(Work to complete)
Repeat exactly the lines of the entries below from the one with "PR #1822, opened 2018-10-02" through the one with "value is 100ms.", both ends included, and nothing else.

Dataset entries:
# # # # #

PR #1820, opened 2018-10-02
Drop HTTP settings' maxima -- they serve no purpose

dtikhonov:
The [lack of responses on the mailing list](https://www.ietf.org/mail-archive/web/quic/current/msg04758.html) convinced me that the maximum values serve no purpose.


MikeBishop:
The original intent was to bound them when the settings were arbitrary-length.  I agree that they're unneeded now that they're integers.

PR #1822, opened 2018-10-02
Track smallest_newly_acked to prevent spurious RTO

### LINKED ISSUE #1774: OnRetransmissionTimeoutVerified issue
Issue for what I described to @ianswett at dinner yesterday.

When `OnRetransmissionTimeoutVerified` is called from `OnPacketAcked` for the highest ACK in a block, all earlier packets are marked as lost, even if they are contained in that same block. That seems suboptimal.

ianswett:
Fixes #1774

### DIFF
--- a/draft-ietf-quic-recovery.md
+++ b/draft-ietf-quic-recovery.md
@@ -530,6 +530,9 @@ kDelayedAckTimeout:
 kInitialRtt:
 : The RTT used before an RTT sample is taken. The RECOMMENDED value is 100ms.
 
+kInvalidPacketNumber:
+: An invalid packet number.  May be any packet number that is never sent.
+
 ### Variables of interest
 
 Variables required to implement the congestion control mechanisms
@@ -691,13 +694,13 @@ Pseudocode for OnAckReceived and UpdateRtt follow:
       latest_rtt = now - sent_packets[ack.largest_acked].time
       UpdateRtt(latest_rtt, ack.ack_delay)
     // Find all newly acked packets and track the smallest
-    smallest_newly_acked = 2^62
+    smallest_newly_acked = kInvalidPacketNumber
     for acked_packet in DetermineNewlyAckedPackets():
       smallest_newly_acked =
         min(smallest_newly_acked, acked_packet.packet_number)
       OnPacketAcked(acked_packet.packet_number)
 
-    if smallest_newly_acked != 2^62
+    if smallest_newly_acked != kInvalidPacketNumber
       // If any packets sent prior to the RTO were acked, then
       // the RTO was spurious.  Otherwise, inform congestion control.
       if (rto_count > 0 &&
--- a/draft-ietf-quic-recovery.md
+++ b/draft-ietf-quic-recovery.md
@@ -701,8 +701,8 @@ Pseudocode for OnAckReceived and UpdateRtt follow:
       OnPacketAcked(acked_packet.packet_number)
 
     if smallest_newly_acked != kInvalidPacketNumber
-      // If any packets sent prior to the RTO were acked, then
-      // the RTO was spurious.  Otherwise, inform congestion control.
+      // If any packets sent prior to RTO were acked, then the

# # # # #

(Result of this task)
PR #1822, opened 2018-10-02
Track smallest_newly_acked to prevent spurious RTO

### LINKED ISSUE #1774: OnRetransmissionTimeoutVerified issue
Issue for what I described to @ianswett at dinner yesterday.

When `OnRetransmissionTimeoutVerified` is called from `OnPacketAcked` for the highest ACK in a block, all earlier packets are marked as lost, even if they are contained in that same block. That seems suboptimal.

ianswett:
Fixes #1774

### DIFF
--- a/draft-ietf-quic-recovery.md
+++ b/draft-ietf-quic-recovery.md
@@ -530,6 +530,9 @@ kDelayedAckTimeout:
 kInitialRtt:
 : The RTT used before an RTT sample is taken. The RECOMMENDED value is 100ms.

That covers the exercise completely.